Trending: exonerate

Lookups spiked 25,000% on March 24, 2019

Why are people looking up exonerate?

Exonerate was our top lookup on March 24th, 2019, following the word’s appearance in a letter written by William Barr, US Attorney General, summarizing the findings of the report recently concluded by Special Counsel Robert Mueller.

The Special Counsel states that “while this report does not conclude that the President committed a crime, it also does not exonerate him.”
— William P. Barr, letter to Lindsey Graham, Dianne Feinstein, Doug Collins, and Jerrold Nadler, 24 Mar. 2019

What does exonerate mean?

We define two senses of exonerate: “to relieve of a responsibility, obligation, or hardship,” and “to clear from accusation or blame.”

Where does exonerate come from?

In use in English since the early 16th century, exonerate comes from the Latin exonerare, meaning "to unburden.” In much of its early English use the word retained the meaning of “unburdening,” in both figurative and literal senses.

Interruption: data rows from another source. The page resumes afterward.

PR #1752, opened 2025-01-09
git login shell

Byron:
Support for another standard path which helps executing things.


tests/tools/src/lib.rs
```diff
@@ -652,6 +652,7 @@ fn configure_command<'a, I: IntoIterator<Item = S>, S: AsRef<OsStr>>(
 }
 
 fn bash_program() -> &'static Path {
+    // TODO: use `gix_path::env::login_shell()` when available.
```
EliahKagan, line 655: For the reasons described above, the login shell is not in general a reasonable or safe choice of a fallback for running scripts without shebangs or whose shebangs were not resolvable.

(In addition, for some of the fixture scripts in the gitoxide project itself, this currently has to be `bash`; even other popular Bourne-style shells such as `zsh` and `ksh93` have relevantly different semantics. However, since their shebangs use `/usr/bin/env` to run `bash`, which works on most Unix-like systems, this specific point about the behavior of gitoxide's own fixture scripts is minor.)

gix-path/tests/path/env.rs
```diff
@@ -0,0 +1,71 @@
...
+        "it finds something as long as git is installed somewhere on the system (or a default location)"
+    );
+}
+
+#[test]
+fn login_shell() {
+    // On CI, the $SHELL variable isn't necessarily set. Maybe other ways to get the login shell should be used then.
+    if !gix_testtools::is_ci::cached() {
+        assert!(gix_path::env::login_shell()
+            .expect("There should always be the notion of a shell used by git")
```
EliahKagan, line 15: Doesn't `git` always use `sh` for automated purposes, such as running configured commands that run in a shell, and running scripts that do not have shebangs but are assumed to be shell scripts? In Git for Windows, `sh` is the `bash` it comes with, but I think it is still using it as `sh`. In general, even shells that are capable of POSIX-compatible behavior for running `sh` scripts must be invoked as `sh` (rather than their own name) or otherwise told to do so, to behave compatibly.

If the expectation expressed here is referring to something in `git` itself and is not specific to Git for Windows, then I would expect that to be a bug in `git`.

Wherfore nowe vsynge the sayinge of seynt Poule, I do exhort you in our lord god, that you his subiectis do exonerat your selfes of al maner of groundes or occasions that might brede any vnkyndnes in his hart toward you.
— Henry VIII, A glasse of the truthe, 1532

Trend Watch is a data-driven report on words people are looking up at much higher search rates than normal. While most trends can be traced back to the news or popular culture, our focus is on the lookup data rather than the events themselves.